“Qualcosa di Grande”: al via il nuovo tour nei Balcani per la giovane compagnia Maestrale Teatro

Dopo il successo decretato dal pubblico di Pristina (Kossovo) nel giugno scorso, si intensifica la presenza in area balcanica della giovane compagnia Maestrale Teatro con lo spettacolo “Qualcosa di grande. La compilation dei millennials”. Prodotto da AMA – Accademia Mediterranea dell’Attore, sotto la direzione artistica di Franco Ungaro, la regia è firmata da Maria Cassi e Leonardo Brizzi, due tra i più apprezzati esponenti del teatro comico-musicale nel panorama nazionale.

Qui le date del tour:

🔹 20 giugno 2025 ore 19:00 (anteprima): Pristina (Kossovo), Teatri Oda, nell’ambito del festival FemArt promosso da Artpolis di Pristina

🔹 30 settembre 2025 ore 20:00: Tirana (Albania), National Experimental Theater “Kujtim Spahivogli”

🔹 3 ottobre 2025 ore 21:00: Belgrado (Serbia), Dorcol Platz

🔹 5 ottobre 2025 ore 21:00: Cetinje (Montenegro), Royal Theatre Zetski Dom

🔹 31 ottobre 2025 ore 20:00: Veles (Macedonia del Nord), Theatre “JHK_Dzinot”, nell’ambito dell’International Festival of Ancient Drama “Stobi”

Il tour è promosso in collaborazione con gli Istituti Italiani di Cultura di Belgrado e Tirana, il festival FemArt di Pristina, l’International Festival of Ancient Drama “Stobi” di Veles, Puglia Culture e Regione Puglia.

Uno spettacolo generazionale

Qualcosa di grande è una produzione unica che fonde la brillantezza della stand-up comedy con l’energia di un musical. Protagonisti sono sei giovani attori e attrici diplomati all’Accademia Mediterranea dell’Attore: Lorenzo Paladini, Miriana Moschetti, Arianna Alfarano, Francesco Casaburi, Samuele Spagnolo. Sul palco portano le voci, i sogni, le ansie e i ricordi di una generazione – quella dei millennials – sospesa tra il desiderio di essere ascoltata e la nostalgia per il passato. La narrazione, intrecciata alla musica dal vivo, esplora i momenti che hanno segnato la storia recente, come il passaggio all’euro, l’11 settembre, la diffusione di internet e la crisi economica. In scena, una chitarra e un pianoforte, simbolo di un tentativo di armonia tra elementi contrastanti, accompagnano dialoghi e canzoni che evocano un mondo in bilico tra passato e presente.

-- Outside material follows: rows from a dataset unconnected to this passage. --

PR #1767, opened 2023-01-24
Implement lineDraw

duncanspumpkin:
Heavily based off of the OpenRCT2 version

Not tested or verified yet.

### DIFF
--- a/src/OpenLoco/src/Drawing/SoftwareDrawingContext.cpp
+++ b/src/OpenLoco/src/Drawing/SoftwareDrawingContext.cpp
@@ -1539,17 +1539,129 @@ namespace OpenLoco::Drawing
             fillRectInset(rt, x, y, x + dx - 1, y + dy - 1, colour, flags);
         }
 
-        // 0x00452DA4
-        static void drawLine(Gfx::RenderTarget& rt, int16_t left, int16_t top, int16_t right, int16_t bottom, uint32_t colour)
+        /**
+         * Draws a horizontal line of specified colour to a buffer.
+         *  0x0045308A
+         */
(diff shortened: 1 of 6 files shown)


src/OpenLoco/src/Drawing/SoftwareDrawingContext.cpp
```diff
@@ -1537,17 +1537,129 @@ namespace OpenLoco::Drawing
...
+
+            if ((left > (rt.x + rt.width)) && (right > (rt.x + rt.width)))
+            {
+                return;
+            }
+
+            if ((top > (rt.y + rt.height)) && (bottom > (rt.y + rt.height)))
+            {
+                return;
+            }
```
AaronVanGeffen, line 1608: I think we have a helper function for this in `Rect::intersects`. We should probably change the parameter to a `Rect`, adding a compat function for the old signature. Thoughts?

AaronVanGeffen (commented):
Comment aside, charts appear to be drawn just fine.

src/OpenLoco/src/Drawing/SoftwareDrawingContext.cpp
duncanspumpkin: ah good point.

duncanspumpkin: I decided that giving a Rect as input to a line draw function would be weird. I've gone for two Ui::Points a and b. I then construct a Rect to do the intersect.

AaronVanGeffen (approved):
Haven't tested the latest changes, but the code looks much nicer to me.

PR #1772, opened 2023-01-27
Fix to enable/disable edge scrolling

dschoemehl:
Apologies for any protocols I am breaking here. I just learned about this game this week and I've never worked on an open source project. I realized that the edge scrolling enable/disable wasn't working and I think I fixed it with this change.

### DIFF
--- a/src/OpenLoco/src/Windows/Options.cpp
+++ b/src/OpenLoco/src/Windows/Options.cpp
@@ -1867,7 +1867,7 @@ namespace OpenLoco::Ui::Windows::Options
         static void edgeScrollingMouseUp(Window* w)
         {
             auto& cfg = OpenLoco::Config::get().old;
-            cfg.edgeScrolling = ~cfg.edgeScrolling;
+            cfg.edgeScrolling = !cfg.edgeScrolling;
             Config::write();
 
             w->invalidate();


src/OpenLoco/src/Windows/Options.cpp
```diff
@@ -1867,7 +1867,7 @@ namespace OpenLoco::Ui::Windows::Options
         static void edgeScrollingMouseUp(Window* w)
         {
             auto& cfg = OpenLoco::Config::get().old;
-            cfg.edgeScrolling = ~cfg.edgeScrolling;
+            cfg.edgeScrolling = !cfg.edgeScrolling;
```
duncanspumpkin, line 1870: This would fix the issue but looking at it I see why we are getting the issue and its because `static void setDefaultsLegacyConfig()` doesn't set all of the defaults to the values I would expect. `setDefaultsLegacyConfig` will need a bit of a checkup by a reverse engineer though to fix the root cause. In the mean time this PR will do. All that is left to do is add a changelog entry in CHANGELOG.md. You'll see the layout for our other release just copy the same style and use this PR number as the Fix number (#1772).

duncanspumpkin (approved):

AaronVanGeffen:
Looks like this is a regression from #1760

duncanspumpkin:
> Looks like this is a regression from #1760

Okay since its a regression from this release no need for a changelog.

duncanspumpkin:
I still want to add a proper config defaults though.

AaronVanGeffen:
> Okay since its a regression from this release no need for a changelog.

The regression was present in 23.01 though, so a changelog entry is warranted.

src/OpenLoco/src/Windows/Options.cpp
dschoemehl: @duncanspumpkin Sorry, I got lost on this thread. Do you want me to update the changelog.md as a separate pull request?

duncanspumpkin:
> 

Argh thought i read it as 23.01+

PR #1774, opened 2023-01-28
Fix #1763: Title music does not stop when unchecked in options window

### LINKED ISSUE #1763: Title music does not stop when unchecked in options window
**Version information:**
 - Platform: Linux
 - Version: 22.12+
 - Build/commit: a26f8204

**Describe the bug**
Title music does not stop when unchecked in options window. The music does start playing when the option is checked (and no music is playing yet), but not the other way around.

dschoemehl:


AaronVanGeffen (commented):
Thanks for the PR — the logic looks good! I've also pushed a commit to instead return early in the function if we're not on the title screen.

@duncanspumpkin This sound good to you?

duncanspumpkin (approved):

duncanspumpkin:
Just needs a changelog entry. Should probably also catch that missing entry from the https://github.com/OpenLoco/OpenLoco/pull/1772 regression.

PR #1859, opened 2023-02-19
Rename Map.hpp to World.hpp and rename Map namespace to World

ZehMatt:
I think this makes a bit more sense, a map is something that would be under the world rather. In game development we typically use world space as the concept for where things exist in, map is something that exists in the world but isn't the world. Also this better aligns with world space position and screen space position.


duncanspumpkin:
I get moving the coordinate stuff into world but why the tile stuff. Thought they were basically a variation of entities which would suggest they stay separated.

ZehMatt:
Well tiles are tiles, we can use ECS but they are not really entities, we can probably further split this apart one day to have tiles entirely separated in to the manager.

PR #1861, opened 2023-02-20
Implement string width

duncanspumpkin:
The original didn't handle the move_x command but seemed silly not to add it. This was basically the same as wrap string but simplified.

### DIFF
--- a/src/OpenLoco/src/Drawing/SoftwareDrawingContext.cpp
+++ b/src/OpenLoco/src/Drawing/SoftwareDrawingContext.cpp
@@ -278,6 +278,91 @@ namespace OpenLoco::Drawing
             return width;
         }
 
+        static std::tuple<uint16_t, const char*, int16_t> getStringWidthOneLine(const char* ptr, int16_t font)
+        {
+            uint16_t lineWidth = 0;
+            for (; *ptr != '\0'; ++ptr)
+            {
+                if (*ptr >= ControlCodes::noArgBegin && *ptr < ControlCodes::noArgEnd)
+                {
+                    switch (*ptr)
+                    {
+                        case ControlCodes::newline:
+                        {
+                            return std::make_tuple(lineWidth, ptr, font);
+                        }
+                        case ControlCodes::Font::small:
+                            font = Font::small;
+                            break;
+                        case ControlCodes::Font::large:
+                            font = Font::large;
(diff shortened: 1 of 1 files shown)


src/OpenLoco/src/Drawing/SoftwareDrawingContext.cpp
```diff
@@ -1378,10 +1378,82 @@ namespace OpenLoco::Drawing
...
-            regs.esi = X86Pointer(buffer);
-            call(0x00495715, regs);
-            return regs.cx;
+            auto font = *_currentFontSpriteBase;
+            uint16_t maxWidth = 0;
+
+            for (auto* ptr = buffer; *ptr != '\0'; ++ptr)
+            {
+                uint16_t lineWidth = 0;
+                for (; *ptr != '\0'; ++ptr)
```
AaronVanGeffen, line 1387: Should we split up the inner for loop to another function, so we have a function that computes a just single line width? Then this 'outer' function can take the max of the width of all lines.

AaronVanGeffen (commented):
This PR fixes a glitch in the hover status of the TitleExit window (which uses `getStringWidthNewLined`). Worth a changelog entry?

src/OpenLoco/src/Drawing/SoftwareDrawingContext.cpp
duncanspumpkin: Yeah that might be neater.

duncanspumpkin:
> This PR fixes a glitch in the hover status of the TitleExit window (which uses `getStringWidthNewLined`). Worth a changelog entry?

What was the glitch?

AaronVanGeffen:
> What was the glitch?

Hovering the 'Exit game' button would shrink it slightly, moving the text to the right. (Perhaps this doesn't/didn't happen on Windows?)

duncanspumpkin:
> 

How odd. It still happens for me on this branch.

AaronVanGeffen:
> How odd. It still happens for me on this branch.

Very odd. Now it's happening again for me as well. This may have something to do with relying on UB somewhere, then...

AaronVanGeffen (approved):
Code looks good to me. Thanks for splitting up the function; I think it  improves readability.

PR #1863, opened 2023-02-22
Drop down to a logVerbose for vehicle images

duncanspumpkin:
Turns out official objects would occasionaly have incorrect image counts

### DIFF
--- a/src/OpenLoco/src/Objects/VehicleObject.cpp
+++ b/src/OpenLoco/src/Objects/VehicleObject.cpp
@@ -589,7 +589,10 @@ namespace OpenLoco
         // Verify we haven't overshot any lengths
         if (imgRes.imageOffset + offset != ObjectManager::getTotalNumImages())
         {
-            Console::logVerbose("Incorrect number of images for object");
+            // There are some official objects that suffer from this so can't assert on this.
+            const auto& header = ObjectManager::getHeader(handle);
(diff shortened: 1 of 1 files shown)


src/OpenLoco/src/Objects/VehicleObject.cpp
```diff
@@ -586,7 +587,10 @@ namespace OpenLoco
         }
 
         // Verify we haven't overshot any lengths
-        assert(imgRes.imageOffset + offset == ObjectManager::getTotalNumImages());
+        if (imgRes.imageOffset + offset != ObjectManager::getTotalNumImages())
+        {
+            Console::logVerbose("Incorrect number of images for object");
```
AaronVanGeffen, line 592: Is it very common for objects to have the wrong image count? In that case, it makes sense to go with `logVerbose`. If not, I think we should actually advertise it.

Regardless, is it possible to easily include the object name for reference?

duncanspumpkin: MAILSW4 suffers from it.

duncanspumpkin: There doesn't seem to be a huge amount that suffer from it but i did come across a few more when scrolling through the object selection window.

AaronVanGeffen (approved):

PR #1867, opened 2023-02-24
Move ShortcutManager into Engine and separate game and engine code

ZehMatt:
Another piece to be moved into the Engine library, registration is now dynamic which means scripting could register shortcut actions if we had any scripting. I'm not too happy that the game asks the Config about bindings, this should be refactored later to have the Config register the bindings in ShortcutManager so we can split that dependency. Also I will eventually have the registration process done with a wrapper so we can just place the registration code next to the function, but for now its a start.


src/Engine/include/OpenLoco/Engine/Input/ShortcutManager.h
```diff
@@ -0,0 +1,36 @@
...
+#include <vector>
+
+namespace OpenLoco::Input
+{
+    enum class Shortcut : uint32_t;
+}
+
+namespace OpenLoco::Input::ShortcutManager
+{
+    using string_id = uint16_t;
```
duncanspumpkin, line 14: this is defining string_id within the ShortcutManager namespace. I know its perfectly fine but we should stick to defining it  only ever in the OpenLoco namespace.

src/Engine/include/OpenLoco/Engine/Input/ShortcutManager.h
```diff
@@ -0,0 +1,36 @@
...
+
+    struct KeyboardShortcut
```
duncanspumpkin, line 16: Should we come up with a new name for this struct if its no longer just for keyboards?

src/Engine/include/OpenLoco/Engine/Input/ShortcutManager.h
ZehMatt: I'll address that, at some point string_id should be defined properly in Engine somewhere.

src/Engine/include/OpenLoco/Engine/Input/ShortcutManager.h
```diff
@@ -0,0 +1,36 @@
...
+    {
+        Shortcut id;
+        void (*function)();
```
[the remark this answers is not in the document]
ZehMatt: Probably, I would ideally want to use std::function so we can use lambdas with captures but I'm also not sure if there is any interop calling this. I'll address it.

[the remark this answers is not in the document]
duncanspumpkin: There is no interop using this structure. Free to do what you like.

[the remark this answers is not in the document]
ZehMatt: Great

src/Engine/include/OpenLoco/Engine/Input/ShortcutManager.h
ZehMatt: I renamed it to ShortcutEntry for the time being.

src/OpenLoco/src/Config.cpp
```diff
@@ -111,13 +111,13 @@ namespace OpenLoco::Config
     {
         const auto& shortcutDefs = Input::ShortcutManager::getList();
         auto& shortcuts = _newConfig.shortcuts;
-        for (size_t i = 0; i < std::size(shortcuts); i++)
+        for (auto& def : shortcutDefs)
```
duncanspumpkin, line 114: can be const i think

src/OpenLoco/src/Input/Keyboard.cpp
```diff
@@ -258,18 +259,20 @@ namespace OpenLoco::Input
         auto& cfg = Config::get();
 
         // Unbind any shortcuts that may be using the current keycode.
-        for (size_t i = 0; i < ShortcutManager::kCount; i++)
+        // for (size_t i = 0; i < ShortcutManager::kCount; i++)
```
duncanspumpkin, line 262: delete the old code

src/OpenLoco/src/Input/Shortcuts.cpp
```diff
@@ -582,4 +468,55 @@ namespace OpenLoco::Input::ShortcutManager
     {
         GameCommands::doCommand(GameCommands::SetGameSpeedArgs{ GameSpeed::ExtraFastForward }, GameCommands::Flags::apply);
     }
+
+    void initialize()
+    {
+        ShortcutManager::add(Shortcut::closeTopmostWindow, StringIds::shortcut_close_topmost_window, closeTopmostWindow, "closeTopmostWindow", "Backspace");
```
duncanspumpkin, line 474: could you play with the formatting a bit here

ZehMatt: Not exactly sure what I should do, do you want them aligned or put arguments on separate lines?

duncanspumpkin: Could you align things. The previous table was easier to read

AaronVanGeffen: > Could you align things. The previous table was easier to read

I'm inclined to agree, but then I authored the previous table :-)

duncanspumpkin (approved):

PR #1871, opened 2023-02-25
Fix #1870: 'Exit game' button glitches

### LINKED ISSUE #1870: 'Exit game' button glitches
**Version information:**
 - Platform: Linux
 - Version: 23.02+
 - Build/commit: f55a0cb9

**Describe the bug**
The 'Exit game' button at the bottom-right of the title screen uses `getStringWidthNewLined` to determine the width of the button. This is expected to return a width of 40px for English, but other languages may use a wider button (e.g. German, Spanish).

The width does not seem to be consistent, however. I believe this may have something to do with the tooltip that we show, which uses a different font size. Due to the string rendering functions still using globals, this might trigger a race condition.

AaronVanGeffen:
The 'Exit game' button at the bottom-right of the title screen uses `getStringWidthNewLined` to determine the width of the button. This is expected to return a width of 40px for English, but other languages may use a wider button (e.g. German, Spanish).

The width does not seem to be consistent, however, due to the tooltip window overriding the font used. Due to the string rendering functions still using globals, this triggers a race condition, which this PR addresses.

### DIFF
--- a/src/OpenLoco/src/Windows/TitleExit.cpp
+++ b/src/OpenLoco/src/Windows/TitleExit.cpp
@@ -62,8 +62,11 @@ namespace OpenLoco::Ui::Windows::TitleExit
     static void prepareDraw(Ui::Window& self)
     {
         auto& drawingCtx = Gfx::getDrawingEngine().getDrawingContext();
+
         auto exitString = StringManager::getString(StringIds::title_exit_game);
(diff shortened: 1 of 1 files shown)


ZehMatt (approved):

duncanspumpkin:
Should we check all other users of getStringWidth?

Un album simbolo: …Squèrez? dei Lùnapop

Al centro della memoria musicale, l’album …Squèrez? dei Lùnapop diventa il simbolo di un’epoca e della sua incompiutezza. Il brano “50 Special”, celebrando il suo 25° anniversario, riporta in vita le emozioni di una generazione che ha vissuto a cavallo di due millenni, piena di speranze ma anche di disillusioni.

Un ponte tra ricordi e futuro

Con polsini colorati, Converse ai piedi e un atteggiamento da eterni ragazzi, i protagonisti costruiscono un ponte temporale che unisce passato e presente, offrendo una riflessione su cosa significhi crescere in un mondo in costante cambiamento. Aneddoti divertenti, momenti amari e stimolanti si intrecciano in uno spettacolo che è un tributo alla nostalgia e un invito a non smettere mai di cercare “qualcosa di grande”.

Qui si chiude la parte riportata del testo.